PR #11464, opened 2025-11-21
fix another set of old 0.19.6 strings

sipsma:
In my last attempt I grep'd for 0.19.6 and fixed those, but that missed places where the string in question is 0-19-6....

Didn't notice in the PR because publish only runs on main. So one more bump.


tiborvass (approved):
this is so brittle :( thanks!

PR #11466, opened 2025-11-21
[DNM] attempt to repro hang during lint/tidy

sipsma:
Seeing if I can repro the occasional hang we see (usually accompanied by SQLITE BUSY timeout errors) in CI to help get to the bottom of it. Can't repro locally...


sipsma:
Successfully figured out how to repro here, seems to be a modernc bug when context is canceled in the middle of a write... will keep pursuing in separate PRs

PR #11471, opened 2025-11-23
Vault: add non-standard approle auth method

### LINKED ISSUE #11468: Authentication to Vault via a non-standard approle auth method

I’m trying to authenticate my Dagger pipeline to HashiCorp Vault using an AppRole-based workflow, but not via the standard `approle` auth method path. Instead, I need to authenticate through a custom or non-default auth mount (for example, a renamed or namespaced AppRole mount such as `auth/custom-approle/login`).

This matters because my Vault environment does not expose the default `approle` mount.

Right now, I’m manually constructing API calls to Vault inside the Dagger pipeline, explicitly pointing to the custom AppRole mount (e.g., `auth/custom-approle/login`).

nilune:
Added `VAULT_APPROLE_MOUNT_PATH` env variable for authenticating to non-standard approle auth method in Vault

Resolves #11468

### DIFF
--- a/docs/current_docs/extending/modules/arguments.mdx
+++ b/docs/current_docs/extending/modules/arguments.mdx
@@ -844,7 +844,7 @@ dagger call github-api --token=op://infra/github/credential
 Vault can be authenticated with either token or AppRole methods.
 The Vault host can be specified by setting the environment variable `VAULT_ADDR`.
 For token authentication, set the environment variable `VAULT_TOKEN`.
-For AppRole authentication, set the environment variables `VAULT_APPROLE_ROLE_ID` and `VAULT_APPROLE_SECRET_ID` (and optionally the variable `VAULT_APPROLE_AUTH_METHOD`, otherwise the default value will be used - `approle`).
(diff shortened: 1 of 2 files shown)


marcosnils:
WDYT about renaming the variable from `VAULT_APPROLE_AUTH_METHOD` to `VAULT_APPROLE_MOUNT_PATH`. Given that we're ultimately calling the `WithMountPath` config in the API, it seems more consistent to use the same naming for the env variable.

nilune:
> WDYT about renaming the variable from `VAULT_APPROLE_AUTH_METHOD` to `VAULT_APPROLE_MOUNT_PATH`. Given that we're ultimately calling the `WithMountPath` config in the API, it seems more consistent to use the same naming for the env variable.

Given my lack of open-source experience and limited Go experience, I’m inclined to trust you :)
And yes, it does sound logical overall, so I renamed it.
Indeed, in both the Go and Python clients it’s called mountPath.

Updated PR.

marcosnils (approved):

▸ **BRIEF**: Set down the listing above in its entirety, exactly as written.

▸ **EXERCISE SOLUTION**:
PR #11464, opened 2025-11-21
fix another set of old 0.19.6 strings

sipsma:
In my last attempt I grep'd for 0.19.6 and fixed those, but that missed places where the string in question is 0-19-6....

Didn't notice in the PR because publish only runs on main. So one more bump.


tiborvass (approved):
this is so brittle :( thanks!

PR #11466, opened 2025-11-21
[DNM] attempt to repro hang during lint/tidy

sipsma:
Seeing if I can repro the occasional hang we see (usually accompanied by SQLITE BUSY timeout errors) in CI to help get to the bottom of it. Can't repro locally...


sipsma:
Successfully figured out how to repro here, seems to be a modernc bug when context is canceled in the middle of a write... will keep pursuing in separate PRs

PR #11471, opened 2025-11-23
Vault: add non-standard approle auth method

### LINKED ISSUE #11468: Authentication to Vault via a non-standard approle auth method

I’m trying to authenticate my Dagger pipeline to HashiCorp Vault using an AppRole-based workflow, but not via the standard `approle` auth method path. Instead, I need to authenticate through a custom or non-default auth mount (for example, a renamed or namespaced AppRole mount such as `auth/custom-approle/login`).

This matters because my Vault environment does not expose the default `approle` mount.

Right now, I’m manually constructing API calls to Vault inside the Dagger pipeline, explicitly pointing to the custom AppRole mount (e.g., `auth/custom-approle/login`).

nilune:
Added `VAULT_APPROLE_MOUNT_PATH` env variable for authenticating to non-standard approle auth method in Vault

Resolves #11468

### DIFF
--- a/docs/current_docs/extending/modules/arguments.mdx
+++ b/docs/current_docs/extending/modules/arguments.mdx
@@ -844,7 +844,7 @@ dagger call github-api --token=op://infra/github/credential
 Vault can be authenticated with either token or AppRole methods.
 The Vault host can be specified by setting the environment variable `VAULT_ADDR`.
 For token authentication, set the environment variable `VAULT_TOKEN`.
-For AppRole authentication, set the environment variables `VAULT_APPROLE_ROLE_ID` and `VAULT_APPROLE_SECRET_ID` (and optionally the variable `VAULT_APPROLE_AUTH_METHOD`, otherwise the default value will be used - `approle`).
(diff shortened: 1 of 2 files shown)


marcosnils:
WDYT about renaming the variable from `VAULT_APPROLE_AUTH_METHOD` to `VAULT_APPROLE_MOUNT_PATH`. Given that we're ultimately calling the `WithMountPath` config in the API, it seems more consistent to use the same naming for the env variable.

nilune:
> WDYT about renaming the variable from `VAULT_APPROLE_AUTH_METHOD` to `VAULT_APPROLE_MOUNT_PATH`. Given that we're ultimately calling the `WithMountPath` config in the API, it seems more consistent to use the same naming for the env variable.

Given my lack of open-source experience and limited Go experience, I’m inclined to trust you :)
And yes, it does sound logical overall, so I renamed it.
Indeed, in both the Go and Python clients it’s called mountPath.

Updated PR.

marcosnils (approved):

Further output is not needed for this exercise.